(The Center Square) – Kansas Gov. Laura Kelly has vetoed Senate Bill 50, which would have saved Kansans nearly $300 million in taxes through the next three years.
"The Kansas RELIEF Act is aguaranteed help to low- and middle-income Kansans," Michael Austin, director of the Sandlian Center for Entrepreneurial Government at Kansas Policy Institute, told The Center Square before Kelly's veto. "The tax bill increases the standard deduction, meaning more low- to middle-income Kansans don’t pay state income taxes. It also increases itemization on the state return, allowing roughly 1.2 million taxpayers another option to lower taxes to the state."
Republicans were a few votes shy of a majority in both chambers to override Kelly's veto without support from Democratic lawmakers.
Initially, many Republican legislators were pushing for a much larger tax cut, one that would have saved taxpayers $1.3 billion over three years, but many were wary of the reminiscence of tax cuts in 2012 and 2013 that left the state with budget shortfalls until they were reversed in 2017.

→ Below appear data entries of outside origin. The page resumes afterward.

PR #215, opened 2024-08-09
Add option to ignore models during solving

sankalpgambhir:
Adding option `--ignore-models`, and relevant support for it in the unrolling solver.

Description (through Stainless):

```console
--ignore-models[=true|false]          Do not request models from solvers. (default: false)
                                      Overrides and disables check-models and feeling-lucky.
```

As expected, models cannot be checked if we do not ask the solver for them in the first place. Since `feeling-lucky` also uses models during the proof-checking phase in unrolling, it is also explicitly bypassed. The same models are also used for guiding further unrolling by discovering paths to prioritize, and thus this guidance is also bypassed here while the option is turned on.

With the option on, counterexamples are replaced by `(Empty Model)`. Example on a bolts example changed to be broken:

```scala
[info] [Warning ] /tmp/bolts/algorithms/sorting/QuickSortListOfBigInt.scala:31:21:  => INVALID
[info]                  case Nil() => Nil[BigInt]()
[info]                                ^^^^^^^^^^^^^
[info] [Warning ] Found counter-example:
[info] [Warning ]   (Empty model)
```

Functionality should be complete now. I have noticed no change to a slight improvement on smaller examples from `bolts/algorithms`, and I am continuing to do a more comprehensive check.

I am trying to see what would be reasonable tests to have for this option. Will request merging after that.

Feel free to check and comment on this!

### DIFF
--- a/src/it/scala/inox/solvers/SolvingTestSuite.scala
+++ b/src/it/scala/inox/solvers/SolvingTestSuite.scala
@@ -15,6 +15,7 @@ trait SolvingTestSuite extends TestSuite {
   } yield Seq(
     optSelectedSolvers(Set(solverName)),
     optCheckModels(checkModels),
+    optIgnoreModels(false),
     optAssumeChecked(assumeChecked),
     unrolling.optFeelingLucky(feelingLucky),
     unrolling.optUnrollAssumptions(unrollAssumptions),
--- a/src/main/scala/inox/Main.scala
+++ b/src/main/scala/inox/Main.scala
@@ -95,6 +95,7 @@ trait MainHelpers {
     solvers.optAssumeChecked -> Description(Solvers, "Assume that all impure expression have been checked"),
     solvers.optNoSimplifications -> Description(Solvers, "Disable selector/quantifier simplifications in solvers"),
     solvers.optCheckModels -> Description(Solvers, "Double-check counter-examples with evaluator"),
+    solvers.optIgnoreModels -> Description(Solvers, s"Do not request models from solvers.\nOverrides and disables ${optCheckModels.name} and ${unrolling.optFeelingLucky.name}."),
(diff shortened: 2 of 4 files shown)


sankalpgambhir:
Note that with this, the problematic example in epfl-lara/stainless#1549 can be checked:

```scala
sbt:stainless-dotty> run --solvers=smt-cvc5 /tmp/Dispenser.scala --vc-cache=false --ignore-models
[info] running (fork) stainless.Main --ignore-models --solvers=smt-cvc5 /tmp/Dispenser.scala
[...] // trimmed
[info] [  Info  ] ╟┄┄┄┄┄┄┄┄┄┄┄┄┄┄┄┄┄┄┄┄┄┄┄┄┄┄┄┄┄┄┄┄┄┄┄┄┄┄┄┄┄┄┄┄┄┄┄┄┄┄┄┄┄┄┄┄┄┄┄┄┄┄┄┄┄┄┄┄┄┄┄┄┄┄┄┄┄┄┄┄┄┄┄┄┄┄┄┄┄┄┄┄┄┄┄┄┄┄┄┄┄┄┄┄┄┄┄┄┄┄┄┄┄┄┄┄┄┄┄┄┄┄┄┄┄┄┄┄┄┄┄┄┄┄┄┄┄┄┄┄┄┄┄╢
[info] [  Info  ] ║ total: 44   valid: 44   (0 from cache, 1 trivial) invalid: 0    unknown: 0    time:   13.43                                                   ║
[info] [  Info  ] ╚═══════════════════════════════════════════════════════════════════════════════════════════════════════════════════════════════════════════════╝
``` 

Without `--ignore-models`, an exception is thrown for now, as is described in the issue.

sankalpgambhir:
(Rebased to match with main)

PR #227, opened 2024-12-04
Fail silently solvers by default

samuelchassot:


samuelchassot:
@mario-bucev after tracking down the unsupported feature exception with Viktor, we finally found out that we had an option to do exactly what we needed the whole time :) ^^

samuelchassot:
@vkuncak that's ready to merge 👍

mario-bucev:
Aaaaah it was that simple 🙈 good find!

vkuncak:
Did you test this with Stainless? If so, perhaps make a Stainless PR to bump the Inox version?

PR #230, opened 2025-02-04
Fix cross-version conflict errors in the "docs" subproject.

iswoqqe:
# Goals
This PR addresses two issues:
- The project cannot be successfully imported in Intellij IDEA with the Scala plugin.
- The sbt command `docs/mdoc` does not run successfully.

Both currently fail with the error:
```
[error] Modules were resolved with conflicting cross-version suffixes in ProjectRef(uri("file:/home/iswoqqe/git/inox/"), "docs"):
[error]    org.scala-lang.modules:scala-parser-combinators _3, _2.13
```

# Changes
- The 2.13 version of the parser combinators dependency is now excluded in the "docs" subproject.
	- This makes it possible to import the project, but `docs/mdoc` still fails with a few different errors, which is why the changes below also are applied.
- Scala version of the "docs" subproject is increased to 3.5.2 (same as root project).
- The mdoc plugin version is increased to 2.6.3 (latest version).

### DIFF
--- a/build.sbt
+++ b/build.sbt
@@ -6,7 +6,8 @@ git.useGitDescribe := true
 
 organization := "ch.epfl.lara"
 
-scalaVersion := "3.5.2"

Last year, Kelly vetoed two tax-cutting measures and announced in March of this year that tax cuts should not be on the radar as the state recovers from the coronavirus pandemic. Kelly has stated that she is open to increasing the standard income deduction, offsetting that by charging sales tax on streaming services in the state.
"Unfortunately, Kansas government has a history of spending whatever they want, then raising taxes when forced to deal with the deficit they created," Austin said. "If Kansans and lawmakers don’t want history to repeat itself, they should find ways to reduce wasteful spending programs, so Kansans can see long-term relief."